This task will track the hardware troubleshooting and repair of server <enter FQDN of server here>.
The first X steps should be completed by the person filing the hardware repair task. Some of these steps require access to [[ https://icinga.wikimedia.org/icinga/ | Icinga ]] to put a host into maintenance mode.
Steps for person filing task, all of these should be done immediately at the time of the task being filed via this template:
[] - pull up [[ https://wikitech.wikimedia.org/wiki/Dc-operations/Hardware_Troubleshooting_Runbook | hardware troubleshooting runbook ]] for step by step directions. The checkboxes below are summary level items.

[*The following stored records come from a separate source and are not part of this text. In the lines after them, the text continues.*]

Issue #439, opened 2018-08-15
Alpha 8: cannot delete points in freeform fin shape editor


neilweinstock:
I can add points, but I can't seem to delete them with control-click.

teyrana:
Fix implemented.  Btw, was this even in 15.04?  Beacuse it didnt look like it...

neilweinstock:
Yup, worked fine in previous release.

teyrana:
Ah, ok.  I found the original code.  The old code is now fixed, instead of adding new stuff.

neilweinstock:
This seems to be officially fixed.  at this point.  Closing it.

Issue #436, opened 2018-08-06
Alpha 8: side view is not centered vertically


neilweinstock:
I see this new behavior consistently in Alpha 8:
![image](https://user-images.githubusercontent.com/243872/43737619-e44356d2-998f-11e8-9857-1181aad78406.png)

neilweinstock:
I haven't seen this in a while, and definitely not in Alpha 11.  Closing.

Issue #431, opened 2018-07-09
Can't save fins on pods with fin count=1


neilweinstock:
This is on Daniel's build, still labeled alpha 5.
Using this design:
[alc_new_pods.zip](https://github.com/openrocket/openrocket/files/2177152/alc_new_pods.zip)
On the pods, there are two fins: "fin tip" and "pylon".  When opening the file, each of those will open with a fin count of "3", despite the fact that I save the file with fin count of "1".

neilweinstock:
Works correctly on the file that was previously failing in Alpha 8.

teyrana:
Sorry, can you rephrase that? alpha8 should have fixed it :/

neilweinstock:
Sorry, I knew the wording sounded funny when I wrote it.


It seems to work now.  I tried it on the file that was previously breaking, and it reads back correctly with one fin in each set.

________________________________

teyrana:
Understood.  Thanks for getting back to us :)

neilweinstock:
This problem has re-appeared for me in alpha 8.  See attached ORK file.  The trapezoidal fins on the pods should have 1 per set, but they always come back as 3 when I reload the file.
[faddle.zip](https://github.com/openrocket/openrocket/files/2298305/faddle.zip)

neilweinstock:
I still see this problem in Alpha 9.

neilweinstock:
I'm re-opening this one.  In the alpha I'm using now, pods with instance count = 1 are again not being saved.  Or at least, when re-opening the file they all show up with instance count = 2.

teyrana:
@neilweinstock 

This should be fixed in unstable, now.   Are you stil seeing this?

neilweinstock:
Nope, seems to be fixed.

neilweinstock:
Time to close it down again, hopefully for good this time. :)

Issue #426, opened 2018-06-22
FinSetConfig Improvements (4/5)


teyrana:
When a row is selected in the [FinPointFigure] coordinate editor, the corresponding vertex in the editor should be highlighted.

neilweinstock:
This is fantastic.

Might I suggest a slightly different way of highlighting the selected point?  Right now you have them growing slightly, but not centered on the same point.  It's subtle and a little weird.

How about filling the selected square with translucent gray or something like that?  E.g:
![image](https://user-images.githubusercontent.com/243872/43737161-5927d0d8-998e-11e8-80bd-c6b1e2aef3b5.png)

teyrana:
Haha, yea, I did that because it was easy.  I must admit I dint spend a loy
of time thinking about it.

neilweinstock:
It’s not a big deal; having the feature at all is more important than anything, but I figured a slightly more visible highlight would be easy enough to implement.  I also thought of changing the outline of the selected point to green (that would probably look nice but not good for the colorblind) or adding a second green outline outside the first.

Attached are mockups of a few additional different approaches.  Pick whichever you like, or a new one. 😊

[cid:image001.png@01D42E2D.5420D1B0]


  *   Neil

teyrana:
Well, its not a big deal either way.  Y'all discuss, And decide what makes
most sense :)

PR #447, opened 2018-09-23
Alpha8 - Bugfix Collection

teyrana:
Contains fixes for #424, #425, #419, #431, #426, #439, #436, #425, #419, #426, and other code cleanup.


JoePfeiffer:
Looks like it fixes 424 and 425; fixes 436, but should the figure also be centered horizontally?  I don't use the freeform fin editor so I can't really comment on the others.  The comment on 
4cb8a03 says it resolves #423, but describes 423 as the Barrowman bug.  I don't think that ever got formally added as an issue, did it?  Too much to try to review all the code changes.

teyrana:
Hmmm, fair point.  I can split them up, if you prefer.

JoePfeiffer:
At the moment I think it's more productive to just observe whether the changes address the bugs, and see if new ones crop up.

teyrana:
Yup. Good eyes. I've removed #423 from the to-review list.  That commit probably should not have a 'fixes' tag, at all.

PR #451, opened 2018-09-29
Fix ignition type

### LINKED ISSUE #450: Second stage ignition on "burnout" ignites on "ejection charge" instead
The attached design (name changed from 2-stage.ork to 2-stage.zip) has second stage ignition set for "burnout"; however, it doesn't ignite until the first stage's ejection charge fires.

My next task...
[2-stage.txt](https://github.com/openrocket/openrocket/files/2429493/2-stage.txt)

JoePfeiffer:
Fixes #450.  Ignition type was being ignored, and all upper stages were being based on Ejection Charge with no extra delay


JoePfeiffer:
This has to be applied after pull request 444, so I'm deleting this and adding the same commit there.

[] - update all fields with <> on this task with the required info.
[] - look up device in netbox or use the naming conventions guide to determine where server is located.

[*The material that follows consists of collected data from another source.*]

PR #456, opened 2018-10-16
Multiple fixes and Refactoring of fin code

teyrana:
- Refactors AxialPositionMethod to apply to FinTabs.
- FlightConfiguration caches its bounds
- FreeformFinsets may be placed on Transitions and NoseCones.

### DIFF
--- a/core/src/net/sf/openrocket/aerodynamics/BarrowmanCalculator.java
+++ b/core/src/net/sf/openrocket/aerodynamics/BarrowmanCalculator.java
@@ -473,7 +473,7 @@ public class BarrowmanCalculator extends AbstractAerodynamicCalculator {
 				FinSet f = (FinSet) c;
 				double mac = ((FinSetCalc) calcMap.get(c)).getMACLength();
 				double cd = componentCf * (1 + 2 * f.getThickness() / mac) *
-						2 * f.getFinCount() * f.getFinArea();
+						2 * f.getFinCount() * f.getPlanformArea();
 				finFriction += cd;
 				
 				if (map != null) {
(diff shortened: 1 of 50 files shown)


neilweinstock:
Ability to attach freeform fins to transitions and nose cones is going to make a lot of people very very happy!

wcravens:
I've not looked back at history, but I have a hazy memory of this being
discussed before and that the end result was that there would be issues
with simulation modeling.  Do we know that the simulation and cp
calculations can handle this?

Wes

teyrana:
It has not really been tested, no.   I would put moderately favorable odds
on it working without too much work...

But at this point, it's just not certain.

JoePfeiffer:
A quick look shows that I get the same results for a transition whose fore and aft diameters are the same as for a section of body tube, and CP movement as I change aft diameter seems reasonable.

On simulation modelling...  after a similarly brief look, I couldn't find where the existing code computes body-fin interference?

wcravens:
Have you looked at 'Fin–body interference' on Pg. 34 of the OpenRocket
technical documentation
<file:///Users/wcravens/Downloads/OpenRocket_technical_documentation-v13.05.pdf>
?

Wes

JoePfeiffer:
Yes, but I'm not finding it in the code.  I'd expect it to be somewhere in calculateAssemblyNonAxialForces() in BarrowmanCalculator.java, or in merge() in AerodynamicForces.java.  I've got this sense I must just be blind....

JoePfeiffer:
Ah, OK, got it.  Yes, the fin-fin interference effects (eq 3.54) are there; it's the others that I see in the documentation but not the code (and it's nice to know that if I'm blind I'm not the only one!).  Barrowman's dissertation doesn't derive them, but does cite sources that I haven't tracked down.

From context, it seems to be assumed that the interference effects are being calculated on a cylindrical section of the body tube.

teyrana:
Ah, so the r_t is just the (aft) radius of the body tube?

JoePfeiffer:
Yes, and the span s is also constant.  I'll hazard a guess that what we really want is the mean of K_T(B) from beginning to end of the fin.  That shouldn't be too hard to figure out, but for now I'd suggest adding it to the issue list as something to add to the simulation for the next release.

teyrana:
Closed why the unit-test issues are resolved.

PR #473, opened 2018-11-04
[version] bump version string to '19-xx-alpha10'

teyrana:
- last release candidate was alpha-9
- next round of bug fixes will be alpha-10

### DIFF
--- a/core/resources/build.properties
+++ b/core/resources/build.properties
@@ -1,7 +1,7 @@
 
 # The OpenRocket build version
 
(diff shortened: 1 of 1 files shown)


JoePfeiffer:
Rather than 18-xx-alpha10, should it be 19-xx-alpha10?  I think there's hope of a beta before the end of the year, but not a production release.

teyrana:
:/ 
Yea, you're right. I was just hoping...

(updated)

Issue #478, opened 2018-11-05
Numerical instability in simulation


JoePfeiffer:
The "Booster stage" in the attached model (as usual, filename changed so github will upload it) suddenly starts showing wild swings shortly after its apogee roughly nine out of ten times I simulate it, ending up with the simulation stopping with a simulation exception.  Working to understand what's happening....
[main.txt](https://github.com/openrocket/openrocket/files/2546635/main.txt)

JoePfeiffer:
The problem is caused by the calculation of the pitch and yaw damping moments in calculateDampingMoments().  They are quadratic in pitch (resp. yaw) rate over velocity, so if the rates become large in relation to velocity the damping force can dominate the pitch and yaw moments.  If this happens the rates increase until they overflow, and the simulation gets an exception.

There appears to be an earlier attempt to limit this by setting a minimum velocity for the calculation of 1.  No doubt that helped, but isn't sufficient for the case we're encountering here.

PR to follow.

PR #491, opened 2018-12-02
Clamp pitch and yaw damping moments to avoid numerical instability

JoePfeiffer:
Closes issue #478 

Clarifies variable names

Removes previous attempt to limit damping moments by using minimum
velocity of 1.0

Clamps damping moments so they cannot exceed actual moments, avoiding
numerical instability


teyrana:
+1  for clarifying variable names :D

PR #514, opened 2019-01-27
Update .travis.yml to omit the extra jar

teyrana:
travis attempted to upload `swing/build/jar/OpenRocket-Core.jar`, which (a) doesn't exist at that path, and (b) isn't needed to run OpenRocket.jar


JoePfeiffer:
This looks like a straightforward bit of housekeeping, let's go ahead and commit it.

PR #517, opened 2019-02-04
Fix 481

JoePfeiffer:
Changes BarrowmanCalculator.calculateNonAxialForces() to iterate through an InstanceMap, and adds a unit test for it.


teyrana:
Overall, it looks good. 

I notice the fins are still special-cased.  Did you take a look at what it'd take to fix that, so the FinSetCalc class works the same way as the others?

And of course, testing is going to be a big deal... but I don't see a way around that.

JoePfeiffer:
Much to my pleasant surprise, modifying FinSetCalc to only provide a result for one fin and BarrowmanCalculator to iterate through the fins was trivial.  The results passed Barrowman unit tests on the first try, and the FinSetCalc unit test only required modification to iterate through the fins -- no change to the actual expected results was needed.

PR #519, opened 2019-02-10
fix issue 516

JoePfeiffer:
Modified thrustcurve serialization to be more robust in the case of
some common (but generally not important) errors in thrustcurves, and
not enter thrustcurves that will cause simulation failures into the
database.

(1) Permits thrustcurves to start at time 0 with a nonzero thrust.
Previous code inserted a datapoint with time 0 and thrust 0; this
caused thrust interpolation code to fail while running a simulation.
If the first datapoint is at a time greater than 0 it does enter a
(0, 0) datapoint, as this is the correct documented behavior for RASP
files.

(2) Permits thrustcurves to end with a nonzero thrust.  Similarly to
the previous case, the old code entered a new datapoint at the same
time as the previous end of thrust with thrust 0, which would break
thrust interpolation.

(3) Thrustcurves that have a zero-thrust datapoint and a non-zero
thrust datapoint at time 0 have the first datapoint removed.

(4) Thrustcurves with more serious errors -- mainly multiple thrusts
at a single time -- aren't entered into the database, as they will
break thrust interpolation and there is no obvious way to guess which
of the datapoints is correct, or to see how to average them.

(5) When a thrustcurve isn't entered into the database, reports the simfile
number and dumps the file under the name simfile-NNN (where NNN is the
simfile number at thrustcurve.org) for inspection.


JoePfeiffer:
Oops, forgot to mention:  also reports motor simfile ID and dumps a copy of the simfile for inspection in the cases of thrustcurves that aren't entered into the database.

PR #610, opened 2020-03-30
[fixes #608] save all instance counts, even if equal to 1 

### LINKED ISSUE #608: Fins Counts default  to 3 -- even if specified from a load-file.
Investigation:
- the finset causing the error is solved without an explicit instance count or fin-count attribute.  Therefore it defaults to 3.  (it's actual default)

teyrana:
(because different components have different default instance counts

### DIFF
--- a/core/src/net/sf/openrocket/file/openrocket/savers/RocketComponentSaver.java
+++ b/core/src/net/sf/openrocket/file/openrocket/savers/RocketComponentSaver.java
@@ -90,8 +90,8 @@ public class RocketComponentSaver {
 			
 			if( c instanceof Clusterable ){
 				; // no-op.  Instance counts are set via named cluster configurations
-			}else if( 1 < instanceCount ) {
-				emitInteger( elements, "instancecount", c.getInstanceCount() );
+			}else {
+				emitInteger(elements, "instancecount", c.getInstanceCount());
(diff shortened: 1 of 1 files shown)


core/src/net/sf/openrocket/file/openrocket/savers/RocketComponentSaver.java
```diff
@@ -90,9 +90,8 @@ protected void addParams(net.sf.openrocket.rocketcomponent.RocketComponent c, Li
 			
 			if( c instanceof Clusterable ){
```
JoePfeiffer: Is this still needed?

teyrana: yup.  There's a comment the line after that which explains why.  

Also, that version was buggy. Try the new version :)

JoePfeiffer: Ah, got it.  It was the bugginess that threw me -- emitInteger wasn't in the else clause with that version.

teyrana: Yea.  That was definitely a bug.

PR #621, opened 2020-04-13
Fix TubeFinSet 2D rendering

### LINKED ISSUE #605: tube fins don't display -- 2d / side-views

wolsen:
The TubeFinSetShapes were applying the supplied transform too many
times, resulting in the the shapes being offset off the viewing area.
The offset transform is already applied to the component instance
that is provided to the TubeFinSetShapes methods, so applying the
transform resulted in the offset being moved to the right.

This change removes the transform being applied to the component
locations when retrieved and only applies a linear transformation
to the component locations when applying the base rotational
transform. Using the linear transform avoids applying the offset
in addition to the rest of the transform.

The problem existed in both the side view and the back view, however
the back view was not as obvious due to the nature of the view. The
common code between both functions applying the transform is
refactored into a common location to reduce the amount of code.
Additionally, documentation was added explaining the transform process
that is being applied to the component locations for the final shapes.

Fixes #605

### DIFF
--- a/core/src/net/sf/openrocket/file/openrocket/importt/DocumentConfig.java
+++ b/core/src/net/sf/openrocket/file/openrocket/importt/DocumentConfig.java
@@ -294,6 +294,10 @@ class DocumentConfig {
 				Reflection.findMethod(TubeFinSet.class, "setOuterRadius", double.class),
 				"auto",
 				Reflection.findMethod(TubeFinSet.class, "setOuterRadiusAutomatic", boolean.class)));
+		setters.put("TubeFinSet:instancecount", new IntSetter(
+				Reflection.findMethod(TubeFinSet.class,  "setInstanceCount", int.class)));
+		setters.put("TubeFinSet:angleoffset", new AnglePositionSetter() );
+		setters.put("TubeFinSet:radiusoffset", new RadiusPositionSetter() );
 		
 		// InternalComponent - nothing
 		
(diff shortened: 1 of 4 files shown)


teyrana:
A) Javadoc comments.  yay! 
B) Unequivocal improvement +1
C) This helps, but does not resolve the issue -- tube fins + pods still looks ... odd. 
     I encourage you to take a look at what happens in that case, because it's a relevant example of what I was talking about in the other issue...


## To Reproduce:
1. Open new (blank) rocket:
2. add a (centerline) body tube to the default stage
3. add a pod to body tube from (2)
4. add a body tube to the pod-set from (3) 
5. add some tube fins to the body tube from (4)

The default "fin" count there is 3.  And already it looks odd.  Check out the rear-view as that's more instructive....  It shows 6 tube fins all arranged around the centerline body, where it should show three fins around the *pod* bodies, instead.

wolsen:
Haha, um ... yeah - I think odd is the right word. I'll look at this a bit more

teyrana:
Most Recent Travis Build (Passing):
https://travis-ci.org/github/openrocket/openrocket/builds/674251757

teyrana:
These look fine on center bodies, but aren't quite right on pods -- (1) they rotate half as slow as they should (input of 54 deg ~= where 90deg should be), and (2) they seem centered about.... something?   Something not the center of their parent mount.

teyrana:
@wolsen 
I took a quick look, and created a patch for this PR  (it's a PR onto your branch.... if you like it, then we can merge it, and then this one)
https://github.com/wolsen/openrocket/pull/1

wolsen:
Thanks for the help @teyrana - I over-thought the problem clearly. Also had to fix the 3D rendering as the extra rotation was applied there as well. Should all be good to merge now!

wolsen:
Rebased and pushed

teyrana:
yup. lgtm.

[] - look up device in netbox to determine warranty status, APPEND THAT TO THE NEXT STEP:
[] - System warranty expires on: <enter warranty expiry info from netbox>
[] - append in the correct project for server location. IE: If server is in EQIAD, add #ops-eqiad to this tasks projects.
[] - attach detailed hardware failure log to this task via comment, see [[ https://wikitech.wikimedia.org/wiki/Dc-operations/Hardware_Troubleshooting_Runbook | hardware troubleshooting runbook ]] on how to accomplish this.

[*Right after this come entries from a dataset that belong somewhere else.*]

PR #623, opened 2020-04-16
Add GPL v3 license file

itshanney:
@teyrana Adding LICENSE file with license details for OpenRocket for reference sake.


JoePfeiffer:
Isn't this already in core/LICENSE.TXT?  That file also mentions Sampo and others as copyright holders, and grants permission to package.

itshanney:
@JoePfeiffer ah, didn't notice that. Any objection to moving those files to the root folder and out of the /core folder? Will follow-up with an update to this PR to see what that looks like.

wolsen:
I believe the license is pulled into the jar file by the build.xml script as well fwiw.

itshanney:
@wolsen Fixed the jar build. I also noticed then when I run OpenRocket.java through IntelliJ it wasn't correctly picking it up since it was a level higher. I ended up copying it to swing/resources as /resources was already on my classpath and is the norm.

wolsen:
I think the move of the LICENSE file to the top directory and dropping the .txt extension is good, however the git history is lost on a couple of the moved files the way the files are moved. I especially think that the git history is relevant around any changes to the LICENSE file (even a relocation).

I'm not sure we want to go down the path of copying the license file to swing/resources, but it does solve the issue of the license file not showing up from a non-built jar file. Multiple copies will surely end up out of sync and while the official ant script will include the LICENSE file from the top level jar, this will probably lead to at least confusion in the future. I'm thinking maybe you should break that change into a separate PR and we can have some discussion around that as there may or may not be alternative ways to solve this.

See runbook, as what steps you do next depend on the type of hw failure. Each step below will have the hwfailure type prepending the summary checkbox item:
[] - HDD/SSD/POWERSUPPLY FAILURE: System doesn't need to be offlined, simply reassign this to the proper onsite project with no name assigned & move intot he 'hardware troubleshooting' column of that projects workboard and it will be triaged.
[] - ALL OTHER FAILURES: System will need to be placed in a fully offline state for hardware troubleshooting by the onsite.
[] - ALL OTHER FAILURES: Set system and mgmt interface to maint mode (no checks/alarms on services) for 5 business days (this will often result in 7 calendar days due to weekends).
[] - ALL OTHER FAILURES: set puppet to disabled with comment of this task # (so it doesnt accidentally run and cause issues during hardware troubleshooting)
[] - ALL OTHER FAILURES: ensure task has no assignee, is set to the proper onsite project, and placed in the 'hardware troubleshooting' column on that workboard.